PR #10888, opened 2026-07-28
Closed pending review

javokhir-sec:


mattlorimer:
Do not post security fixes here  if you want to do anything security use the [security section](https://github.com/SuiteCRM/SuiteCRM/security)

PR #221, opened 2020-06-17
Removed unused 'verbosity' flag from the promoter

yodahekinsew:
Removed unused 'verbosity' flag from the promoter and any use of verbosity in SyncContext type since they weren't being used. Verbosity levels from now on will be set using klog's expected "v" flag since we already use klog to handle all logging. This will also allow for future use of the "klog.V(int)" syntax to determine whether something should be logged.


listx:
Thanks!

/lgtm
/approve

* * *

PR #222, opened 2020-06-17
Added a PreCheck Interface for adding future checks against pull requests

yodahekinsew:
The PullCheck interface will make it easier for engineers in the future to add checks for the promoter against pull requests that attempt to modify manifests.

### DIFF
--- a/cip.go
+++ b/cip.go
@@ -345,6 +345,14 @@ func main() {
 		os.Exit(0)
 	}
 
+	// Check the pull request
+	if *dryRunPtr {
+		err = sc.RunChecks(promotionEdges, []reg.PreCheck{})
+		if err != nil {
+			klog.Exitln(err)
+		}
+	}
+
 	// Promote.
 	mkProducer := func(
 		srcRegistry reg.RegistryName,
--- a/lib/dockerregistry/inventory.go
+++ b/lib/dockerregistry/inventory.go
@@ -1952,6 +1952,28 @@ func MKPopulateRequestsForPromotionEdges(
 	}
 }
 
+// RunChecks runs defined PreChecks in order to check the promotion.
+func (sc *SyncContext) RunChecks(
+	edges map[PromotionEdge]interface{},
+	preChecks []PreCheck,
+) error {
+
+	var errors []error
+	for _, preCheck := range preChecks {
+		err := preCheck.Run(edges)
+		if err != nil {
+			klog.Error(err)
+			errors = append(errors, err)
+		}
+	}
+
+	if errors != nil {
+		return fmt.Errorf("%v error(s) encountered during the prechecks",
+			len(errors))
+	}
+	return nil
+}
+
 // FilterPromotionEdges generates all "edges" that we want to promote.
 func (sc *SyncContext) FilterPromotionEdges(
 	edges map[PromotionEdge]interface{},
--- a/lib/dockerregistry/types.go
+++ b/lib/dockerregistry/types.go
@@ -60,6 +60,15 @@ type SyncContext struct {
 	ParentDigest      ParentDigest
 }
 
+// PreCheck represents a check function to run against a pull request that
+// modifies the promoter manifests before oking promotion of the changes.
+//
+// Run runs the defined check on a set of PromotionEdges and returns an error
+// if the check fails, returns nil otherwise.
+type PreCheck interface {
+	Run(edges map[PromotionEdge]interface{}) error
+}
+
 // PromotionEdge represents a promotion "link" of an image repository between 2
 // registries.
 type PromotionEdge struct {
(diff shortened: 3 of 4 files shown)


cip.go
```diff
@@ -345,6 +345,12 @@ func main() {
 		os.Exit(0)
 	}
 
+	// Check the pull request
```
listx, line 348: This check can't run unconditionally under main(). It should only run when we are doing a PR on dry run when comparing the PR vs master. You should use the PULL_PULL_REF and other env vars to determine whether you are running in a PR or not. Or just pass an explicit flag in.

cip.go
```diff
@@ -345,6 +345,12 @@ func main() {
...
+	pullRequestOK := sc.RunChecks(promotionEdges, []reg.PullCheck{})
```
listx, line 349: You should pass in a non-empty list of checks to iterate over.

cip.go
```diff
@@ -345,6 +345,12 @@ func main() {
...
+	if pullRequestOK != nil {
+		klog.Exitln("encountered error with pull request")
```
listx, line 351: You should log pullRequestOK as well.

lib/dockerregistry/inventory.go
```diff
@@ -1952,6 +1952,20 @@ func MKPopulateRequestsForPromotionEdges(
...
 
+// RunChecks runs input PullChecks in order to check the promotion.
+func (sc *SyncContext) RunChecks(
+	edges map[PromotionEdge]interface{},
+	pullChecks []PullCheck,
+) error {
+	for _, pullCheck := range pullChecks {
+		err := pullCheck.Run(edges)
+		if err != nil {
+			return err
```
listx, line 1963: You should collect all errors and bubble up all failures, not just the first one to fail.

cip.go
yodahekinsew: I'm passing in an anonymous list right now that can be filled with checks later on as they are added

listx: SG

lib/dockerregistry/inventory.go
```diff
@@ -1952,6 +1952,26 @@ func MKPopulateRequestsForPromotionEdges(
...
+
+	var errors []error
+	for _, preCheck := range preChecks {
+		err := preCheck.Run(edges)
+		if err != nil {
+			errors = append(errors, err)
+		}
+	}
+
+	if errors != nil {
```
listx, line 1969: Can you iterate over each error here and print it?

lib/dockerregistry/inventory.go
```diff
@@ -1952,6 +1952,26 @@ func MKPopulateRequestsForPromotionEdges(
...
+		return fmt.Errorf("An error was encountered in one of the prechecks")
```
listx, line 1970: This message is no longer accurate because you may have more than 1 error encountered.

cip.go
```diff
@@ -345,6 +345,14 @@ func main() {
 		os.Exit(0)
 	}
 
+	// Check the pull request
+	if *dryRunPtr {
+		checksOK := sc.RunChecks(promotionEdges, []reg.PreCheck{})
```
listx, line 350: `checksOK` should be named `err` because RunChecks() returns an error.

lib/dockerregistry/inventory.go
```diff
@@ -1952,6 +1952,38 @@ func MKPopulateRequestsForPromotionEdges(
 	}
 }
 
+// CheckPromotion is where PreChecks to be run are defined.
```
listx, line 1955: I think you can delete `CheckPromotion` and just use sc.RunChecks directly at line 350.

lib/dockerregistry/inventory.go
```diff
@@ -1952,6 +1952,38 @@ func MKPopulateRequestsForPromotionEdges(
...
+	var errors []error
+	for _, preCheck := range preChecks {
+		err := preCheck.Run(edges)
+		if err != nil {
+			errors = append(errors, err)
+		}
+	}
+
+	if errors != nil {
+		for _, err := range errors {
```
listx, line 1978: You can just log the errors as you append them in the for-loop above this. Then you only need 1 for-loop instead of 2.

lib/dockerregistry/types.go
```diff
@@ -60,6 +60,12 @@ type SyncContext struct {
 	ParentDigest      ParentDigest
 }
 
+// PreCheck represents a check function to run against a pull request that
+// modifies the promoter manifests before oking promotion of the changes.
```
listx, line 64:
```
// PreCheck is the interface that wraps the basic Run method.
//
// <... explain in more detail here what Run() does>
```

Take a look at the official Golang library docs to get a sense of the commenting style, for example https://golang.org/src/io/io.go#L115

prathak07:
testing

**WHAT IS BEING ASKED:** Work out how many lines of the material above contain the word "pullRequestOK", then give only that figure.

**TASK ANSWER:** 3